An exact transcript of the records is what this task asks for.

BEGIN Exercise data

PR #608, opened 2025-07-19
Add AdvLoggerLocator and Variable Policy Interface

kouchekiniad:
## Description

This change adds the publishing and policy-setting of an AdvLoggerLocator variable to match the Tianocore-based implementation of the core component of the Advanced Logger found in Mu's AdvLoggerPkg. To facilitate setting the policies of the AdvLoggerLocatorVariable, this change also implements a partial interface for the Mu Variable Policy Protocol.

- [x] Impacts functionality?
- [ ] Impacts security?
- [ ] Breaking change?
- [x] Includes tests?
- [ ] Includes documentation?

## How This Was Tested

Booted to Windows on physical platform, confirming that the AdvLoggerLocator variable has been successfully published and write-protected in Windows.

## Integration Instructions

N/A

### DIFF
--- a/components/patina_adv_logger/src/component.rs
+++ b/components/patina_adv_logger/src/component.rs
@@ -18,10 +18,8 @@ use patina_sdk::{
     error::{EfiError, Result},
     runtime_services::{RuntimeServices, StandardRuntimeServices},
     serial::SerialIO,
-    uefi_protocol::{
-        self, ProtocolInterface,
-        variable_policy::{BasicVariablePolicy, MuVariablePolicyProtocol, VariablePolicy},
-    },
+    uefi_protocol::ProtocolInterface,
+    variable_policy::{BasicVariablePolicy, VariablePolicy, VariablePolicyProtocol},
 };
 use r_efi::efi::{self, Guid};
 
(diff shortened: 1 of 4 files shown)


sdk/patina_sdk/src/uefi_protocol/mu_variable_policy.rs
makubacki, line 1: I'd rather avoid too much Mu-specific content leaking throughout `patina` repo, especially branded as Mu (and in the SDK). Advanced logger is a Mu invention. As a component, it gets isolated within its component boundaries. This is replicating interfaces though that are controlled by Project Mu and expected to match the Mu author's definition. Therefore, I'd prefer it to go somewhere like mu_rust_helpers. Then, only the `patina_adv_logger` needs to take a dependency on that (it already does) and it's clear that this component depends on something from Project Mu.

(I know `patina_sdk` already has a `mu_rust_helpers` dependency. I'd like to minimize and eliminate that in the future).

kouchekiniad: That'd requiring adding `patina_sdk` as a dependency of `mu_rust_helpers` which is a dependency of `patina_sdk`. Should I be worried about the circular dependency?

makubacki: Are the two dependencies `EfiError` and `ProtocolInterface`? If so, are those things you can just hookup in the component after using the main content from the Mu repo?

kouchekiniad: @makubacki Would you have an objection to adding only the aspects of variable policy found in Tianocore EDK2's VariablePolicyLib to patina_sdk/as a component service?

kouchekiniad: @makubacki The associated issue is low priority, but would you mind taking a look at this PR again?

makubacki:
@kouchekiniad to create an issue with changes needed to help facilitate this change.

makubacki:
I'm closing this PR since it is based on a branch in the `patina` repo and we're removing all personal branches from the `patina` repo. Please recreate the PR from a fork if you'd like to keep it open.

END Exercise data

- **Output**:
PR #608, opened 2025-07-19
Add AdvLoggerLocator and Variable Policy Interface

kouchekiniad:
## Description

This change adds the publishing and policy-setting of an AdvLoggerLocator variable to match the Tianocore-based implementation of the core component of the Advanced Logger found in Mu's AdvLoggerPkg. To facilitate setting the policies of the AdvLoggerLocatorVariable, this change also implements a partial interface for the Mu Variable Policy Protocol.

- [x] Impacts functionality?
- [ ] Impacts security?
- [ ] Breaking change?
- [x] Includes tests?
- [ ] Includes documentation?

## How This Was Tested

Booted to Windows on physical platform, confirming that the AdvLoggerLocator variable has been successfully published and write-protected in Windows.

## Integration Instructions

N/A

### DIFF
--- a/components/patina_adv_logger/src/component.rs
+++ b/components/patina_adv_logger/src/component.rs
@@ -18,10 +18,8 @@ use patina_sdk::{
     error::{EfiError, Result},
     runtime_services::{RuntimeServices, StandardRuntimeServices},
     serial::SerialIO,
-    uefi_protocol::{
-        self, ProtocolInterface,
-        variable_policy::{BasicVariablePolicy, MuVariablePolicyProtocol, VariablePolicy},
-    },
+    uefi_protocol::ProtocolInterface,
+    variable_policy::{BasicVariablePolicy, VariablePolicy, VariablePolicyProtocol},
 };
 use r_efi::efi::{self, Guid};
 
(diff shortened: 1 of 4 files shown)


sdk/patina_sdk/src/uefi_protocol/mu_variable_policy.rs
makubacki, line 1: I'd rather avoid too much Mu-specific content leaking throughout `patina` repo, especially branded as Mu (and in the SDK). Advanced logger is a Mu invention. As a component, it gets isolated within its component boundaries. This is replicating interfaces though that are controlled by Project Mu and expected to match the Mu author's definition. Therefore, I'd prefer it to go somewhere like mu_rust_helpers. Then, only the `patina_adv_logger` needs to take a dependency on that (it already does) and it's clear that this component depends on something from Project Mu.

(I know `patina_sdk` already has a `mu_rust_helpers` dependency. I'd like to minimize and eliminate that in the future).

kouchekiniad: That'd requiring adding `patina_sdk` as a dependency of `mu_rust_helpers` which is a dependency of `patina_sdk`. Should I be worried about the circular dependency?

makubacki: Are the two dependencies `EfiError` and `ProtocolInterface`? If so, are those things you can just hookup in the component after using the main content from the Mu repo?

kouchekiniad: @makubacki Would you have an objection to adding only the aspects of variable policy found in Tianocore EDK2's VariablePolicyLib to patina_sdk/as a component service?

kouchekiniad: @makubacki The associated issue is low priority, but would you mind taking a look at this PR again?

makubacki:
@kouchekiniad to create an issue with changes needed to help facilitate this change.

makubacki:
I'm closing this PR since it is based on a branch in the `patina` repo and we're removing all personal branches from the `patina` repo. Please recreate the PR from a fork if you'd like to keep it open.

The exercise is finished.